Tive um final de semana sem sobressaltos, sem grandes encontros. Mas foi bom.

Quase tão bom quanto I Will Survive com o Cake!

Conversei com uma pessoa especial que me fez lembrar do ano de 2002. Ela queria ouvir toda a história que eu, como bom estrategista, não contei. Só algumas partes. Bem, importa dizer que lembrei e avaliei coisas que tinha enterrado, que não mexia, que estoquei, numa caixa de papelão lacrada, encima do armário.

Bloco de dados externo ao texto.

PR #472, opened 2019-07-09
Tickets/dm 20208

jgates108:


iagaponenko:
Note that Travis CI is failing on this PR.

jgates108:
Travis is failing integration tests because it doesn't have the changes I made to qserv_testData.

core/modules/css/DbInterfaceMySql.cc
```diff
@@ -0,0 +1,126 @@
...
+    if (not results.extractFirstColumn(emptyChunks, errObj)) {
+        LOGS(_log, LOG_LVL_ERROR, funcName << "Failed to extract empty chunks from query result");
+        throw CssError(ERR_LOC, errObj);
+    }
+
+    trans.commit();
+
+    // Create the set
+    std::set<int> emptyChunkSet;
+    for (auto j:emptyChunks) {
```
andy-slac: `auto const&` may be more efficient.

core/modules/css/EmptyChunks.h
```diff
@@ -46,37 +46,52 @@ namespace lsst {
...
 namespace css {
 
+class DbInterfaceMySql;
+
 /// High-level empty-chunk-tracking class. Tracks empty chunks
 /// per-database. In the future, we will likely migrate to a
 /// per-partitioning-group scheme, at which point, we will re-think
 /// the db-based dispatch as well (user tables in the partitioning
 /// group may be extremely sparse).
 class EmptyChunks {
```
andy-slac: Or maybe even `EmptyChunks` class itself can be an abstract interface with different implementations. We should untangle this mess, I do not particularly like EmptyChunk interface too 🙂 Something for the future ticket, no need to clean all mess in one sweep.

core/modules/css/EmptyChunks.h
```diff
@@ -46,37 +46,52 @@ namespace lsst {
...
                 std::string const& fallbackFile="emptyChunks.txt")
-        : _path(path), _fallbackFile(fallbackFile) {}
+        : _dbI(dbI), _path(path), _fallbackFile(fallbackFile) {}
+
+    EmptyChunks() = delete;
+    EmptyChunks(EmptyChunks const&) = delete;
+    EmptyChunks(EmptyChunks&&) = delete;
+    EmptyChunks& operator=(EmptyChunks const&) = delete;
+
+    virtual ~EmptyChunks() = default;
```
andy-slac: Is `virtual` needed? Or are you already preparing for what I just said above? 😸

core/modules/css/KvInterfaceImplMySql.cc
```diff
@@ -114,66 +114,23 @@ namespace lsst {
...
 
-// this is copied more or less directly from QMetaTransaction. Refactor to shared location?
-// proper place is to port it into db module
-// https://github.com/LSST/db
-// right now it's python only.
-// create a ticket to make generalized code to be used between c++ and python
-class KvTransaction
-{
+
+class KvTransaction : public sql::SqlTransactionStd {
```
andy-slac: This definitely collides with `KvTransaction` in other file. It can explode, be careful. One Definition Rule can do horrible things if violated.

core/modules/qmeta/QMeta.cc
```diff
@@ -15,6 +15,8 @@
 #include "util/ConfigStore.h"
 #include "util/ConfigStoreError.h"
 
+using namespace std;
+
```
andy-slac: I'd probably revert most changes to `qmeta`, I think your ticket is only supposed to touch `css`. Some of these look like style-only changes which don't need to be on this ticket.

core/modules/qmeta/QMetaMysql.h
```diff
@@ -38,7 +38,7 @@ namespace qmeta {
 
 /// @addtogroup qmeta
 
-/**
+/**)))
```
andy-slac: Is this a "Cyclops' big smile" ascii art? 👁  😃

core/modules/qproc/QuerySession.cc
```diff
@@ -230,7 +231,15 @@ QuerySession::getDbStriping() {
 std::shared_ptr<IntSet const>
 QuerySession::getEmptyChunks() {
     // FIXME: do we need to catch an exception here?
-    return _css->getEmptyChunks().getEmpty(_context->dominantDb);
+    if (_css != nullptr) {
+        LOGS(_log, LOG_LVL_DEBUG, "QuerySession::getEmptyChunks " << _context->dominantDb);
+        std::shared_ptr<IntSet const> result = _css->getEmptyChunks()->getEmpty(_context->dominantDb);
+        return result;
+    } else {
+        LOGS(_log, LOG_LVL_WARN, "QuerySession::getEmptyChunks no _qmeta");
```
andy-slac: _qmeta -> _css

core/modules/qproc/QuerySession.cc
```diff
@@ -64,6 +64,7 @@
 #include "qana/ScanTablePlugin.h"
 #include "qana/TablePlugin.h"
 #include "qana/WherePlugin.h"
+#include "qmeta/QMeta.h"
```
andy-slac: Probably not needed anymore

core/modules/qproc/QuerySession.h
```diff
@@ -58,6 +58,9 @@ namespace qserv {
 namespace css {
     class StripingParams;
 }
+namespace qmeta {
+    class QMeta;
+}
```
andy-slac: And this too?

core/modules/sql/SqlTransactionStd.h
```diff
@@ -0,0 +1,76 @@
...
+ * but WITHOUT ANY WARRANTY; without even the implied warranty of
+ * MERCHANTABILITY or FITNESS FOR A PARTICULAR PURPOSE.  See the
+ * GNU General Public License for more details.
+ *
+ * You should have received a copy of the LSST License Statement and
+ * the GNU General Public License along with this program.  If not,
+ * see <https://www.lsstcorp.org/LegalNotices/>.
+ */
+#ifndef LSST_QSERV_SQL_SQLTRANSACTIONNORMAL_H
+#define LSST_QSERV_SQL_SQLTRANSACTIONNORMAL_H
```
andy-slac: `LSST_QSERV_SQL_SQLTRANSACTIONSTD_H`

core/modules/sql/SqlTransactionStd.h
```diff
@@ -0,0 +1,76 @@
+/*
+ * LSST Data Management System
+ * Copyright 2015 AURA/LSST.
```
andy-slac: Use different preamble or fix year? (and in .cc file too)

core/modules/sql/SqlTransactionStd.h
```diff
@@ -0,0 +1,76 @@
...
+
+// Qserv headers
+#include "sql/SqlTransaction.h"
+#include "util/Issue.h"
+
+namespace lsst {
+namespace qserv {
+namespace sql {
+
+/// A standard way to use SqlTransaction.
```
andy-slac: I would probably rephrased this and renamed the class. The class implements an RAII idiom for transaction management, it may be "standard" but most people are probably used more to the names like "Guard" or "Scope".

core/modules/sql/SqlTransactionStd.cc
```diff
@@ -0,0 +1,82 @@
...
+namespace lsst {
+namespace qserv {
+namespace sql {
+
+// Constructors
+SqlTransactionStd::SqlTransactionStd(sql::SqlConnection& conn)
+    : errObj(), trans(conn, errObj) {
+    if (errObj.isSet()) {
+        LOGS(_log, LOG_LVL_ERROR, "Constructor failed (" << errObj.errNo() << ") " << errObj.errMsg());
+        throwException(ERR_LOC, "Constructor failed");
```
andy-slac: Calling virtual methods from constructor is asking for trouble ⛔️ Just throw what you want to throw.

core/modules/css/DbInterfaceMySql.h
```diff
@@ -0,0 +1,68 @@
+// -*- LSST-C++ -*-
+/*
+ * LSST Data Management System
+ * Copyright 2019 LSST/AURA.
```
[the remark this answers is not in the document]
iagaponenko: The problem affects nearly all files in the Qserv package. So, this has to be the package-wide refactoring.

core/modules/css/DbInterfaceMySql.h
```diff
@@ -0,0 +1,68 @@
...
+#include "mysql/MySqlConfig.h"
+#include "sql/SqlConnection.h"
+
+namespace lsst {
+namespace qserv {
+namespace css {
+
+
+/// This class is used to connect to tabular data in a mysql database.
+class DbInterfaceMySql {
```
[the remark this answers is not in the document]
iagaponenko: Ditto. I would also suggest the in-memory implementation (from `std::list`, etc.) for the base interface to facilitate unit testing.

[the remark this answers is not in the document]
jgates108: This is not really meant to be the empty chunk interface. Everything else in CSS is key-value, this is meant to be an interface for things better represented by database tables, hence DbInterfaceMySql. I've been holding off making an interface class as it complicates the code I don't have immediate need of it.

core/modules/css/DbInterfaceMySql.h
```diff
@@ -0,0 +1,68 @@
...
+public:
+
+    /// @param mysqlConf: Configuration object for mysql connection
+    DbInterfaceMySql(mysql::MySqlConfig const& mysqlConf);
```
iagaponenko: This may need to be declared as `explicit` to avoid being used in the implicit conversions.

core/modules/css/DbInterfaceMySql.h
```diff
@@ -0,0 +1,68 @@
...
+ * see <http://www.lsstcorp.org/LegalNotices/>.
+ */
+
+#ifndef LSST_QSERV_CSS_DBINTERFACE_H
+#define LSST_QSERV_CSS_DBINTERFACE_H
+
+// System headers
+#include <mutex>
+#include <set>
+
```
iagaponenko: Technically one would also have to add this:
```
#include <string>
```

core/modules/css/DbInterfaceMySql.h
```diff
@@ -0,0 +1,68 @@
...
+    DbInterfaceMySql(DbInterfaceMySql const&) = delete;
+    DbInterfaceMySql& operator=(DbInterfaceMySql const&) = delete;
+
+    // Destructor
+    ~DbInterfaceMySql() = default;
+
+    /// @return a set of empty chunks for database 'dbName'
+    //  @throws QMetaError if the table cannot be opened.
+    std::set<int> getEmptyChunks(std::string const& dbName);
```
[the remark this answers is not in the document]
jgates108: Interesting point. vector's are certainly more cache friendly but usually there are going to be several searches into the set to see if the chunk is in it, which should be faster with a set than a vector.

core/modules/css/DbInterfaceMySql.cc
```diff
@@ -0,0 +1,126 @@
...
+namespace lsst {
+namespace qserv {
+namespace css {
+
+
+class KvTransaction : public sql::SqlTransactionStd
+{
+public:
+    // Constructors
+    KvTransaction(sql::SqlConnection& conn)
```
iagaponenko: This may need to be as well declared as `explicit` to avoid being used in the implicit type conversion. See: https://en.cppreference.com/w/cpp/language/explicit

core/modules/css/EmptyChunks.h
jgates108: Empty chunks is just supposed to be a cache of empty chunk information read from elsewhere.

core/modules/css/DbInterfaceMySql.cc
```diff
@@ -0,0 +1,126 @@
...
+};
+
+
+DbInterfaceMySql::DbInterfaceMySql(mysql::MySqlConfig const& mysqlConf)
+: _conn(mysqlConf) {
+}
+
+
+std::set<int> DbInterfaceMySql::getEmptyChunks(std::string const& dbName) {
+    std::string funcName("getEmptyChunksFromDb");
```
iagaponenko: An alternative to this is the predefined `__func__`. With that one would not need to chase down all occurrences of `getEmptyChunks*` and rename them into the new name in case of code refactoring.

core/modules/css/DbInterfaceMySql.h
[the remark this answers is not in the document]
andy-slac: Hmm, without being able to predict what other data do we need in CSS in tabular format it's hard to tell how useful this tabular data interface is going to be. It may well be that empty chunk list is the only thing that we need.

core/modules/css/DbInterfaceMySql.cc
```diff
@@ -0,0 +1,126 @@
...
+    std::lock_guard<std::mutex> sync(_dbMutex);
+
+    KvTransaction trans(_conn);
+
+    /// This must match the name of the table generated by
+    /// dataloader.py DataLoader _makeEmptyChunksTable()
+    std::string emptyChunkTbl = dbName + "_EmptyChunks";
```
iagaponenko: All non-mutable variable which are initialized once are better to be declared with `const`

core/modules/css/DbInterfaceMySql.h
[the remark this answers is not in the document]
andy-slac: Binary search in a sorted vector is theoretically the same as search in binary tree, but due to locality it may as well be that vector search is faster.

core/modules/css/EmptyChunks.h
andy-slac: What I do not like about it is that it knows about all possible ways in which empty chunk list can be stored, i.e. it has too many dependencies. In other words its not just a cache, it's also code that populates cache.

core/modules/css/DbInterfaceMySql.cc
```diff
@@ -0,0 +1,126 @@
...
+
+    // run query
+    sql::SqlErrorObject errObj;
+    sql::SqlResults results;
+    std::string const query = "SELECT * FROM " + emptyChunkTbl;
```
iagaponenko: I understand that the current implementation of the method is built on assumption that the empty chunk list tables have a single column (`chunkId`, etc.) and that is the very first column in the schema. Although it may seem to be sufficient to `SELECT * ...` now this makes code more susceptible to the schema migrations. Hence, to protect this code from the migrations one may consider a small reinforcement like `SELECT chunkId ...`.

core/modules/css/DbInterfaceMySql.cc
```diff
@@ -0,0 +1,126 @@
...
+    }
+
+    trans.commit();
+
+    // Create the set
+    std::set<int> emptyChunkSet;
+    for (auto j:emptyChunks) {
+        try {
+            emptyChunkSet.insert(std::stoi(j));
+        } catch (std::invalid_argument const& e) {
```
iagaponenko: Strictly speaking, you may also need to intercept the `out-of-band` exceptions when a value is not falling into the allowed range for type `int`. Then you would need to catch `std::out_of_range` as well.

core/modules/css/EmptyChunks.cc
```diff
@@ -35,71 +35,50 @@
 #include "lsst/log/Log.h"
 
 // Qserv headers
+#include "css/DbInterfaceMySql.h"
+#include "css/CssError.h"
```
iagaponenko: Headers would need to be swapped to comply with the adopted header sorting rules.

core/modules/sql/SqlTransactionStd.cc
jgates108: The things calling this are catching different specific exceptions. Throwing something else will cause them to break. I'll need to think about this.

core/modules/css/EmptyChunks.h
```diff
@@ -46,37 +46,52 @@ namespace lsst {
...
     // Convenience types
     typedef std::shared_ptr<IntSet> IntSetPtr;
     typedef std::shared_ptr<IntSet const> IntSetConstPtr;
 
+    /// @return all the empty chunks for database 'db'.
+    IntSet _populate(std::string const& db);
+
+
     typedef std::map<std::string, IntSetPtr> IntSetMap;
+    std::shared_ptr<DbInterfaceMySql> _dbI; ///< allow access to empty chunks table.
```
iagaponenko: This is better to be declared as `const`

core/modules/sql/SqlTransactionStd.cc
andy-slac: Well, the point is that overriding `throwException` does not work if you call it from constructor, in that respect things are already broken so you need to fix it somehow.

core/modules/qproc/QuerySession.cc
```diff
@@ -230,7 +231,15 @@ QuerySession::getDbStriping() {
 std::shared_ptr<IntSet const>
 QuerySession::getEmptyChunks() {
     // FIXME: do we need to catch an exception here?
-    return _css->getEmptyChunks().getEmpty(_context->dominantDb);
+    if (_css != nullptr) {
```
iagaponenko: Is it even possible to not have CSS initialized in this context?

core/modules/css/EmptyChunks.h
iagaponenko: I agree with Andy. In theory a better design would be to turn `EmptyChunk` into an interface (an abstract class) and to feed a shared pointer to the interface into the normal constructor of `CssAccess` as it used to be in the previous version of the code. This would also eliminate extra parameters passed into `CssAccess` which are presently forwarded to the multi-faced `ChunkList` (like database connector, file path, etc.). Then implement `EmptyChunk` in different ways, for specific sources of the empty chunks. In theory one can see the factory method to be added to class `EmptyChunk`, something along these lines:
```
class EmptyChunk: std::enable_shared_from_this<EmptyChunk>{
public:
    static std::shared_ptr< EmptyChunk> load(<db-connector>, <file-name>, etc...);

   /// The current interface goes below...
   ...
};
```

core/modules/sql/SqlTransactionStd.cc
jgates108: More of a need to think about how to fix it as it needs to be fixed.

Pensei nos meses de depressão.

Como são as coisas de vida, não é mesmo? De repente passei a entender de neuro-transmissores e da importância destas coisinhas dentro da gente. Não foi siricutico de um ano.

O que deu para entender desta reflexão é que consegui sobreviver, mesmo com as baixas, com as marcas, com o exílio... E que bom ainda estar por aqui! Ótimo, na verdade.

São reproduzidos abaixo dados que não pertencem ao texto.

PR #474, opened 2019-07-18
DM-20693: Fix aliasing for long SELECT list items

n8pease:


core/modules/ccontrol/UserQuerySelect.h
```diff
@@ -178,7 +178,7 @@ class UserQuerySelect : public UserQuery {
     std::string _queryIdStr{QueryIdHelper::makeIdStr(0, true)};
     bool _killed{false};
     std::mutex _killMutex;
-    std::string _errorExtra;    ///< Additional error information
+    mutable std::string _errorExtra;    ///< Additional error information
```
n8pease: so the error can be set from a const method

andy-slac: We should really switch to more reasonable error reporting that does not need this internal state variable.

core/modules/ccontrol/UserQuerySelect.cc
```diff
@@ -214,11 +214,13 @@ std::string UserQuerySelect::getResultQuery() const {
...
     for (auto const& valueExpr : valueExprList) {
         if (valueExpr->isStar()) {
-            std::string errMsg;
             auto useSelectList = std::make_shared<query::SelectList>();
             useSelectList->addValueExpr(valueExpr);
             query::SelectStmt starStmt(useSelectList, _qSession->getStmt().getFromList().clone());
-            auto schema = _infileMerger->getSchemaForQueryResults(starStmt, errMsg);
+            sql::Schema schema;
+            if (not _infileMerger->getSchemaForQueryResults(starStmt, schema)) {
+                _errorExtra = "Could not get schema for query results.";
```
andy-slac: This message may be too cryptic if this is all that we pass to client, maybe some extra context would be useful if we want to make it easier for users and ourselves to debug this rare situation later.

andy-slac: Also, don't you want to stop right away if `getSchemaForQueryResults()` failed? Is it defined what state `schema` is going to have in that case?

core/modules/qana/TablePlugin.cc
```diff
@@ -267,14 +275,28 @@ TablePlugin::applyPhysical(QueryPlugin::Plan& p,
 }
 
 
+std::string TablePlugin::_getNextValueExprAlias() {
+    return "valueExprAlias_" + std::to_string(_nextValueExprAlias++);
```
andy-slac: I'm not very familiar with plugins, is this code thread safe (or is it called from other protected code)?

core/modules/qana/TablePlugin.cc
```diff
@@ -267,14 +275,28 @@ TablePlugin::applyPhysical(QueryPlugin::Plan& p,
...
         return;
     }
     if (not tableRef->hasAlias()) {
-        tableRef->setAlias(tableRef->hasDb() ?
-                           tableRef->getDb() + "." + tableRef->getTable() :
-                           tableRef->getTable());
+        std::string alias = tableRef->hasDb() ?
+                tableRef->getDb() + "." + tableRef->getTable() :
+                tableRef->getTable();
+        if (alias.size() >MYSQL_FIELD_MAX_LEN) {
```
andy-slac: Add space after `>`

core/modules/qana/TablePlugin.h
```diff
@@ -48,7 +48,7 @@ class TablePlugin : public QueryPlugin {
     // Types
     typedef std::shared_ptr<TablePlugin> Ptr;
 
-    TablePlugin() {}
+    TablePlugin() : _nextValueExprAlias(0), _nextTableRefAlias(0) {}
```
andy-slac: You could also write initializer in member declaration, saves some typing.

core/modules/qana/testTablePlugin.cc
```diff
@@ -59,8 +59,11 @@ using lsst::qserv::query::TestFactory;
 
 
 struct TestFixture {
-    TestFixture(void) : schemaCfg(sql::SqlConfig(sql::SqlConfig::MockDbTableColumns(
-            {{"Somedb", {{"Object", {"objectId", "ra_PS", "decl_PS", "rFlux_PS_Sigma"}}}}}))) {
+    TestFixture(void)
+            : schemaCfg(sql::SqlConfig(sql::SqlConfig::MockDbTableColumns(
+            {{"Somedb", {{"Object", {"objectId", "ra_PS", "decl_PS", "rFlux_PS_Sigma"}}}},
+             {"Very_Long_Database_Name_So_That_It_And_The", {{"Table_are_65_char_long", {"ColumnName"}}}},
```
andy-slac: Hard for me to verify that, I'm going to trust you blindly 🙈

core/modules/rproc/InfileMerger.cc
```diff
@@ -350,51 +350,42 @@ int InfileMerger::makeJobIdAttempt(int jobId, int attemptCount) {
...
-        return sql::Schema();
+        LOGS(_log, LOG_LVL_ERROR, "Failed to extract schema from result: " << errObj.errMsg());
+        _error = InfileMergerError(util::ErrorCode::INTERNAL, "Failed to extract schema from result: " + errObj.errMsg());
+        return false;
     }
-    auto schema = results.makeSchema(errObj);
+    schema = results.makeSchema(errObj);
     LOGS(_log, LOG_LVL_DEBUG, "InfileMerger extracted schema: " << schema);
-    return schema;
+    return true;
```
andy-slac: Next logical step would be to make it throw an exception (and return schema), that would make reviewers even happier. 😸

n8pease: I'm all with you, but this is where you already dinged me once for throwing where the rest of the class was return-resulting. I agree, it wants a wholesale refactor, but not today 🙃

core/modules/qana/TablePlugin.cc
n8pease: it's single threaded at this point.

PR #476, opened 2019-07-25
DM-19337: qserv can't parse functions with an alias in the select statement

n8pease:


core/modules/parser/QSMySqlListener.cc
```diff
@@ -1999,6 +1999,10 @@ class SelectExpressionElementAdapter :
         _valueExpr = valueExpr;
     }
 
+    virtual void handleUid(string const & string) {
```
iagaponenko: I guess the name of the parameter should be more descriptive, something like `uid`. That `string` is too generic. Also, remove extra space in `const &`.

iagaponenko: And the second note or question - is this method overriding the one from the base class/interface `handleUid`? If so then it should be declared as:
```
void handleUid(string const& uid) override {
```

PR #479, opened 2019-08-05
Fixed a bug in the Replication System's monitoring probe witin Qserv …

iagaponenko:
…workers.


jgates108:
It looks good. I'm concerned about the Travis CI test hanging (unresponsive for 10m0s) but I don't think this change is responsible for that.

fritzm:
I'm concerned about the Travis hang, too.  Are we sure we didn't introduce a deadlock when taking that mutex?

Bacana foi no Sábado. Gnomo passou em casa, pedimos uma pizza e ficamos vendo TV. Mais tarde, bem mais tarde, ele voltou com o Giusti e fomos ao Blues beber. Fiquei na cachaça, eles na cerveja. Estou resfriado, é prudente não beber gelado.

Bateu pesado. Queria dizer isto a eles, mas tive medo de parecer piegas. Nós três, numa mesinha suja, bebendo e falando de sexo. Nenhuma novidade, quase um Coupling tupiniquim. O gostoso veio em sentir que estamos mais velhos, amadurecidos, mais íntimos e amigos. Os dois estavam com seus casacos escuros, reclamando do cheiro de pinga, contando do show de rock e incrivelmente seguros, completos, adultos. Sabe quando a gente se dá conta que o tempo está passando?

Fiquei emocionado e feliz em entender, como certeza matemática, que ainda estamos juntos. Apesar das idas e vindas, do Atlântico, dos neuro-transmissores, do tédio e do amor líquido pós-moderno, ainda encontramos espaço – sagrado – pra nossa cervejinha.

Bem melhor do que Elvis Costello, Zappa e Lou Reed!